Deep RAG workflow—document ingestion, chunking, metadata, retrieval and reranking, grounding and citations, evaluation, and failure modes (hallucination, staleness). Use when building or debugging retrieval-augmented generation systems.

Install

openclaw skills install rag-pipelines

RAG Pipelines (Deep Workflow)

RAG quality is dominated by chunking, retrieval, and evaluation—not the LLM alone. Treat the system as data engineering plus generation with explicit failure modes.

When to Offer This Workflow

Trigger conditions:

  • Building Q&A over internal docs, support assistants, or copilots
  • Hallucinations, wrong citations, or stale answers
  • New content types (PDF, HTML, code repositories)

Initial offer:

Use six stages: (1) task & success criteria, (2) ingestion & cleaning, (3) chunking & metadata, (4) retrieval & rerank, (5) generation & grounding, (6) evaluation & monitoring).
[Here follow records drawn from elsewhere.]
PR #2132, opened 2024-05-13
refactor: searchbar rewritten as functional component

alduzy:
## Description

This PR intents to change SearchBar component into a functional component.

## Changes

Rewritten SearchBar component as function leveraging useImperativeHandle to apply new methods

## Checklist

- [ ] Updated TS types
- [ ] Updated documentation: 
- [ ] Ensured that CI passes

### DIFF
--- a/src/components/SearchBar.tsx
+++ b/src/components/SearchBar.tsx
@@ -18,18 +18,18 @@ export const NativeSearchBar: React.ComponentType<SearchBarProps> &
 export const NativeSearchBarCommands: SearchBarCommandsType =
   SearchBarNativeCommands as SearchBarCommandsType;
 
-type ViewRef = React.ElementRef<typeof NativeSearchBar>;
+type NativeSearchBarRef = React.ElementRef<typeof NativeSearchBar>;
 
 type SearchBarCommandsType = {
-  blur: (viewRef: ViewRef) => void;
-  focus: (viewRef: ViewRef) => void;
-  clearText: (viewRef: ViewRef) => void;
-  toggleCancelButton: (viewRef: ViewRef, flag: boolean) => void;
-  setText: (viewRef: ViewRef, text: string) => void;
-  cancelSearch: (viewRef: ViewRef) => void;
+  blur: (viewRef: NativeSearchBarRef) => void;
+  focus: (viewRef: NativeSearchBarRef) => void;
+  clearText: (viewRef: NativeSearchBarRef) => void;
+  toggleCancelButton: (viewRef: NativeSearchBarRef, flag: boolean) => void;
+  setText: (viewRef: NativeSearchBarRef, text: string) => void;
+  cancelSearch: (viewRef: NativeSearchBarRef) => void;
 };
 
-function ImplSearchBar(props: SearchBarProps, ref: Ref<SearchBarCommands>) {
+function SearchBar(props: SearchBarProps, ref: Ref<SearchBarCommands>) {
   const implRef = React.useRef<SearchBarCommands | null>(null);
 
   React.useImperativeHandle(ref, () => ({
@@ -80,5 +80,5 @@ function ImplSearchBar(props: SearchBarProps, ref: Ref<SearchBarCommands>) {
 }
 
 export default React.forwardRef<SearchBarCommands, SearchBarProps>(
-  ImplSearchBar
+  SearchBar
 );
--- a/src/components/SearchBar.tsx
+++ b/src/components/SearchBar.tsx
@@ -1,4 +1,4 @@
-import React, { ReactNode } from 'react';
+import React, { ReactNode, Ref } from 'react';
 import {
   isSearchBarAvailableForCurrentPlatform,
   SearchBarCommands,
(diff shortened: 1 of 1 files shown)


src/components/SearchBar.tsx
```diff
@@ -31,61 +33,65 @@ type SearchBarCommandsType = {
   cancelSearch: (viewRef: React.ElementRef<typeof NativeSearchBar>) => void;
 };
 
-class SearchBar extends React.Component<SearchBarProps> {
-  nativeSearchBarRef: React.RefObject<SearchBarCommands>;
+const SearchBar = React.forwardRef<SearchBarCommands, SearchBarProps>(
+  function SearchBar(props, ref) {
+    const nativeSearchBarRef = React.useRef<SearchBarCommands | null>(null!);
+    React.useImperativeHandle(ref, () => ({
```
kkafar, line 39: Nitpick: I wonder whether we can create `SearchBarInner` and then just write 

```ts
const SearchBar = React.forwardRef<SearchBarCommands, SearchBarProps>(SearchBarInner);
```

to avoid whole level of indentation?

kkafar: We could also do it for `Screen` in separate PR.

kkafar: Taking into consideration that there already exists `InnerScreen` we could use `Impl` suffix or something 😅

src/components/SearchBar.tsx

Confirm embedding model and retrieval stack (vector DB, search engine, hybrid).


Stage 1: Task & Success Criteria

Goal: Define what a “good” answer contains: required citations, length, tone, and when to refuse.

Exit condition: Written rubric with examples of acceptable vs unacceptable answers.
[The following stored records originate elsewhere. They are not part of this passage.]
PR #2133, opened 2024-05-14
chore: bump Podfile.lock for example and test apps

maciekstosio:
## Description

Bump RNScreens version in Podfile.lock from 3.31.0-rc.1  to 3.31.1 in test and example apps.


kkafar (commented):
I think we re fine here. Let's open this PR

tboba (commented):
Have you checked if TVOSExample also needs to be updated?

maciekstosio:
> Have you checked if TVOSExample also needs to be updated?

I did run pod install there, but it doesn't seem to help a lot.

kkafar (approved):
🟢

PR #2142, opened 2024-05-17
fix: error when building paper after fabric

maciekstosio:
## Description

Currently when you build Fabric app and then Paper app Android Studio has errors about duplicated classes. This should resolve that issue. 

**Test:**
Packed with `npm pack` and tested on new expo app. Seems that everything is fine.

### DIFF
--- a/android/build.gradle
+++ b/android/build.gradle
@@ -152,7 +152,6 @@ android {
             } else {
                 srcDirs += [
                     "src/paper/java",
-                    "build/generated/source/codegen/java"
                 ]
             }
         }


WoLewicki (approved):
LGTM

kkafar (commented):
Yeah I think we are good here. 

Before merging I would recommend creating fresh RN application, installing `@react-navigation/native-stack`, `react-native-safe-area-context` & our library from sourcecode & build Paper Android.
I'm wary here after recent release issues.

maciekstosio:
> Yeah I think we are good here.
> 
> Before merging I would recommend creating fresh RN application, installing `@react-navigation/native-stack`, `react-native-safe-area-context` & our library from sourcecode & build Paper Android. I'm wary here after recent release issues.

Yeah, I packed the lib w `npm pack` and linked it to new expo app with all of those you mentioned. Everything seems to be working.

kkafar (approved):
Then we are good to go

tboba (approved):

Stage 2: Ingestion & Cleaning

Goal: Deterministic text extraction (strip boilerplate, handle PDF/OCR if needed); deduplicate documents; track source URL and updated_at for staleness.

Practices

  • Version pipelines when parsers change (re-embed job)

Stage 3: Chunking & Metadata

Goal: Tune chunk size and overlap to query patterns—not one global token count for all content.

Practices

  • Attach metadata for ACL filtering (tenant, product area)
  • Prefer structure-aware splits for docs (headings, sections)
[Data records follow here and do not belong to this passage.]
PR #2146, opened 2024-05-18
Prevent iOS host object installation from getting the wrong bridge

gabrieldonadel:
## Description

Similar to https://github.com/software-mansion/react-native-reanimated/pull/5953,  using `[RCTBridge currentBridge]` may lead to the wrong bridge in apps that have multiple React instances, as is the case for expo-dev-client. This results in apps sometimes crashing when reloading the bundle after interacting with the DevMenu.

image

## Changes

Instead of using `[RCTBridge currentBridge]` we can just call `self.bridge` and ensure the correct bridge is always used

### DIFF
--- a/ios/RNSModule.mm
+++ b/ios/RNSModule.mm
@@ -138,8 +138,7 @@ RCT_EXPORT_MODULE()
    because depending on the selected architecture, only one method will be called.
    For `Paper`, it will be constantsToExport, and for `Fabric`, it will be getTurboModule.
 */
-  RCTBridge *bridge = [RCTBridge currentBridge];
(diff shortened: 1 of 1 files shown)


kkafar:
Hey @gabrieldonadel, thanks for noticing this and taking your time to fix this. 
I'll be asking @WoLewicki to take a look at these changes as he is well-versed with bridgeless mode.

WoLewicki (approved):
Hey, I made a PR changing it some time ago: https://github.com/software-mansion/react-native-screens/pull/2120 but it is stuck with some problems in core. I think we can merge that one to fix at least one of the issues already 🚀

PR #2149, opened 2024-05-20
feat: extract shared example and use in in both Example and FabricExa…

maciekstosio:
## Description

Currently we have separate apps for Example and FabricExample, Example covers most of the features and FabricExample only HeaderConfig, I think it would be better for to share the code base. The main reason is that it's easier to test if features fork the same on both platforms.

Stage 4: Retrieval & Rerank

Goal: Hybrid lexical + dense retrieval often beats vector-only for keyword-heavy queries.

Practices

  • Cross-encoder reranking on top-k for quality (watch latency)
  • Query rewriting for multi-turn contexts

Stage 5: Generation & Grounding

Goal: System prompts that require using only provided context; explicit “not found” behavior; optional citation format (snippet, doc id, link).


Stage 6: Evaluation & Monitoring

Goal: Offline golden questions with expected supporting docs; online thumbs-down reasons; monitor retrieval hit rate, nDCG@k, and age of sources used.


Final Review Checklist

  • Rubric and refusal behavior defined
  • Ingestion deterministic; dedupe and versioning
  • Chunking and metadata match queries and ACLs
  • Hybrid retrieval and rerank tuned with metrics
  • Grounding and citation behavior enforced in prompts
  • Offline eval plus production monitoring

Tips for Effective Guidance

  • Debug retrieval before blaming the LLM.
  • Long chunks hurt precision; short chunks hurt context—sweep experiments.
  • See also vector-databases and llm-evaluation skills for depth.

Handling Deviations

  • Code RAG: symbol- or AST-aware chunking often beats line-based splits.
  • High-stakes domains: add human review gates and audit logs for sources cited.